To this day, I have a mild phobia of large objects hanging over my head. I refused to walk under the blue whale skeleton at the Boston Aquarium whenever my parents took us there.

2 Likes

You forget there was still a better than 20 year wait before the prequels. And the standard 2ish years between them. As ultimately awful as they were in the end. The fervor about those releases (for the first two at least) was much, much, much higher than it is right now.

So however soul destroying the end result. Pretty much all of us who were around for that shit show experienced excruciating waits (and excruciating films) at a hype level never seen before.

nah, i didn’t forget – aside from the first prequel, it doesn’t compare. even though we had to wait that long, we knew ultimately where the story was going to go with the prequels: it was all about the fall of Vader. NOW, there are new characters and worlds people care about and are invested in, and we don’t know where they are going to go or what’s going to happen to them – just like after the first movie.

I think the major difference is that the prequels quickly curdled into dread.

But as an example. My very small town’s one movie theater showed those on 4 of their (at the time) 6 screens. And we had a few hundred people camp out and line up for opening night. I graduated highschool with 80 people. And that theater has never had a line of more than 20 people for longer than 20 minutes before or since. It didn’t really make much sense at the time. And still doesn’t. But lots of people were incredibly excited.

From what people tell me the originals never opened out there during their initial run. People talk about driving an hour to see them. Something we still did for the prequels. Just to get to a better theater, or see it at midnight.

Of course the wait is easy when you can watch the previous entries literally whenever you want.
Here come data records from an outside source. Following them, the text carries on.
PR #4591, opened 2025-01-04
macOS: Input Improvements

### LINKED ISSUE #4522: GTK: `performable` keys that map to menu accelerators always perform their action
When a keybinding is available as a menu item, we set the keybinding as that menu items accelerator. When that is pressed, we go directly through the `performBinding` machinery. Unfortunately, since this happens before reaching the surface, we never call `keyCallback` and get all the input method inputs for this. 

We need to somehow hopefully tell GTK when an action is not performed that we want it to _fall through_ to the normal input event propagation stack.

### LINKED ISSUE #4540: macOS: super+period doesn't reach Surface keyCallback

### LINKED ISSUE #4590: macOS: Keybindings should take precedence over standard menu shortcuts
### Discussed in https://github.com/ghostty-org/ghostty/discussions/3187

<sup>Originally posted by **cortesi** December 26, 2024</sup>
For example, bind a key like this:

```
keybind = cmd+h=goto_split:left
```

Observe that `cmd-h` still hides the window, which is the default menu shortcut, rather than taking the configured action.</div>

mitchellh:
Sorry for the vague title. This PR addresses multiple issues:

1. Fixes #4540 
2. #4522 is fixed for macOS only
3. Fixes #4590 
4. Fixes an untracked issue where `command+key` events will not send release events for Kitty keyboard protocol, something I only noticed while working on this.

There are multiple components to this PR.

## Part 1: `App/Surface.keyEventIsBinding`

This new API (also available in libghostty as `ghostty_surface_key_is_binding`) returns a boolean true if the given key event would match a binding trigger if it was the next key event sent. It does not process the binding now.

This can be used by event handlers that intercept key events to determine if it should send the event to Ghostty. This helps resolve #4590 for us but is also part of all resolved issues.

## Part 2: macOS `performKeyEquivalent` changes

macOS calls `performKeyEquivalent` for any key combination that may trigger a key equivalent. if this returns `true` then it is handled and macOS ceases processing the event. 

We were already using this to intercept things like `Ctrl+/` which triggers a context menu in macOS Sequoia. But we now expand this to intercept all events to check for bindings. This lets us fix #4590.

Additionally, it's been changed to special case `cmd+period`. I'm sure more need to be added.

## Part 3: NSEvent local listener for command keyUp events

macOS simply doesn't send `keyUp` events for key events with command pressed. The only way to work around this is to register an `NSEvent` local listener. We now do this. This fixes the untracked issue noted above.

### DIFF
--- a/macos/Ghostty.xcodeproj/project.pbxproj
+++ b/macos/Ghostty.xcodeproj/project.pbxproj
@@ -88,6 +88,7 @@
 		A5CEAFDE29B8058B00646FDA /* SplitView.Divider.swift in Sources */ = {isa = PBXBuildFile; fileRef = A5CEAFDD29B8058B00646FDA /* SplitView.Divider.swift */; };
 		A5CEAFFF29C2410700646FDA /* Backport.swift in Sources */ = {isa = PBXBuildFile; fileRef = A5CEAFFE29C2410700646FDA /* Backport.swift */; };
 		A5CF66D42D289CEE00139794 /* NSEvent+Extension.swift in Sources */ = {isa = PBXBuildFile; fileRef = A5CF66D32D289CEA00139794 /* NSEvent+Extension.swift */; };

But for all that they didn’t have much staying power.

1 Like

I was ten back in 1977, and so my parents hesitated at the beginning because it was rated PG. It was a pretty violent movie with Kenobi’s sabre action in the cantina, the camera showing the severed limb. So it had been out for a month before our small town cinema showed it, and man, was I blown away! All of a sudden I was vacillating between Star Trek and Star Wars, my imagination was set ablaze. I also recall getting the novel and so that may be why sometimes I thought I remembered Luke first meeting Biggs in Anchorhead. But there were always rumors that the very first release had more of Luke at the beginning due to studio pressure, which Lucas cut out when he had the chance.